Dive Brief:
- Under Armour is nearing completion on a 25% SKU reduction that started about a year ago, CEO Kevin Plank said on a call with analysts Tuesday. Looking forward, the brand is focused on selling more premium products, including a backpack that will cost $140.
- In the meantime, sales continue to tumble as Under Armour executes on its turnaround plan. Revenue in Q4 was down 11%, to $1.2 billion, and full-year revenue declined 9%, to $5.2 billion.
- Declines came from both channels, with wholesale falling 8% in 2024 and DTC declining 11% due to a more than 20% dip in e-commerce revenue.
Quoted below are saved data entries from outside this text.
PR #3554, opened 2026-08-13
fix(instrumentation): make suppress_tracing usable with `async with`

DivyaNarahari97:
`suppress_tracing` defines `__aenter__`/`__aexit__`, but they were plain methods rather than `async def`. Python's `async with` awaits whatever `__aenter__` returns, so every use raised:

    TypeError: 'async with' received an object from __aenter__ that does
    not implement __await__: suppress_tracing

Since those dunders exist only to support `async with`, the async form was entirely non-functional. The sibling context managers in this package (`using_session`, `using_user`, ...) already declare them `async def`; `suppress_tracing` was the only non-async `__aenter__`/`__aexit__` in the Python tree.

The synchronous `with` path is unchanged.

### DIFF
--- a/python/openinference-instrumentation/src/openinference/instrumentation/config.py
+++ b/python/openinference-instrumentation/src/openinference/instrumentation/config.py
@@ -45,13 +45,17 @@ class suppress_tracing:
         with suppress_tracing():
             # No tracing will occur within this block
             ...
+
+        async with suppress_tracing():
+            # No tracing will occur within this block
+            ...
     """
 
     def __enter__(self) -> "suppress_tracing":
         self._token = attach(set_value(_SUPPRESS_INSTRUMENTATION_KEY, True))
         return self
 
-    def __aenter__(self) -> "suppress_tracing":
+    async def __aenter__(self) -> "suppress_tracing":
         self._token = attach(set_value(_SUPPRESS_INSTRUMENTATION_KEY, True))
         return self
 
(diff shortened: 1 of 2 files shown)


DivyaNarahari97:

DivyaNarahari97:
recheck

mikeldking:
recheck

mikeldking:
Verified the fix end to end against a local Phoenix, for both `with` and `async with`, using the new `examples/suppress_tracing_sync_async.py`. The example starts spans inside and outside each `suppress_tracing()` block, and also raises inside an `async with` block to check the context is restored afterwards.

**After (this branch, editable install of `python/openinference-instrumentation/src`)** — project `instrumentation-suppress-tracing-sync-async-after-20260914-2244`, exit 0, no export errors, 10 spans:

```
sync.traced [CHAIN]              -> sync_tool [TOOL]
sync.after [CHAIN]               -> sync_tool [TOOL]
async.traced [CHAIN]             -> async_tool [TOOL]
async.after [CHAIN]              -> async_tool [TOOL]
async.after_exception [CHAIN]    -> async_tool [TOOL]
```

Spans whose name contains `suppressed`: 0. Both the sync and async blocks dropped their spans, and tracing resumed after each block, including after the exception.

**Before (`origin/main`, same example)** — project `instrumentation-suppress-tracing-sync-async-before-20260914-2244`, exit 1 after the sync half (6 spans, sync behaviour identical to after):

```
  async with suppress_tracing():
TypeError: 'async with' received an object from __aenter__ that does not implement __await__: suppress_tracing
```

I also merged `main` into the branch, added an async exception-path test, and documented `suppress_tracing` in the package README. Ruff, mypy, and the package test suite pass locally.

mikeldking (approved):
Verified sync and async suppression end to end against local Phoenix (see evidence comment above). CI green on the previous head; auto-merge enabled for this one.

Under Armour swung to a net loss for both the quarter and the year, both of which were impacted by restructuring charges and other transformation expenses.
Dive Insight:
While Under Armour’s sales continue to falter, Plank told analysts he felt confident going into the earnings call.
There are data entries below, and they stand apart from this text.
PR #3555, opened 2026-08-13
fix(instrumentation): raise a real error for unparsable bool env vars

DivyaNarahari97:
`TraceConfig._cast_value` used a bare `raise` to signal "this string is not a bool". A bare `raise` outside an `except` block does not create an error; it re-raises whatever exception is currently being handled.

Normally that degrades to `RuntimeError: No active exception to reraise`, which `_parse_value` catches, so the fallback to the default happens to work. But when a `TraceConfig` is constructed while an exception is being handled, the bare `raise` re-raises *that* exception instead. If it is a `BaseException` such as `KeyboardInterrupt`, it escapes the `except Exception` handler in `_parse_value` entirely, so an unparsable env var (e.g. `OPENINFERENCE_HIDE_INPUTS=yes`) propagates an unrelated exception into user code instead of falling back to the default.

Instrumentation must never raise into user code, so raise an explicit `ValueError` that `_parse_value` can always catch.

### DIFF
--- a/python/openinference-instrumentation/src/openinference/instrumentation/config.py
+++ b/python/openinference-instrumentation/src/openinference/instrumentation/config.py
@@ -498,7 +498,7 @@ class TraceConfig:
                 return True
             if isinstance(value, str) and value.lower() == "false":
                 return False
-            raise
+            raise ValueError(f"Cannot cast {value!r} to bool.")
         else:
             return cast_to(value)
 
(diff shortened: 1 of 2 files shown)


DivyaNarahari97:

DivyaNarahari97:
recheck

mikeldking (approved):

The retailer’s strategy includes focusing on high-return categories, eliminating unproductive SKUs and “shrinking the battlefield wherever possible,” according to Plank. Under Armour has already sunk $89 million into the plan and expects to complete the $140 million to $160 million in total expenses by the end of this fiscal year.
“Without great product, there is nothing else,” Plank said.
As such, the retailer is focused on a smaller selection of products that will sell at higher price points. Plank said Under Armour would aim to launch between four and six products per season and look for space to expand margins. A new backpack the retailer has developed, for example, will be priced roughly $80 to $100 more expensive than the typical product in that category.
At the same time, Under Armour is reducing promotions online and in stores, which is helping gross margin but hurting revenue. BMO Capital Markets’ analyst Simeon Siegel said gross margin of 46.7% in Q4 “nicely beat” expectations and was helped by lower discounting and reduced freight costs, among other things.
“We continue to commend [Under Armour]’s focus on improving [gross margin] while acknowledging in this time of flux, investors are looking for signs/timeline of revenue stabilization,” Siegel said.
Tariffs, of course, add another layer of uncertainty to Under Armour’s sales outlook; the retailer only released guidance for Q1 as a result, when it expects revenue to fall between 4% and 5%. Like others in the industry, Under Armour is diversifying its sourcing and working with partners on price to combat the tariffs.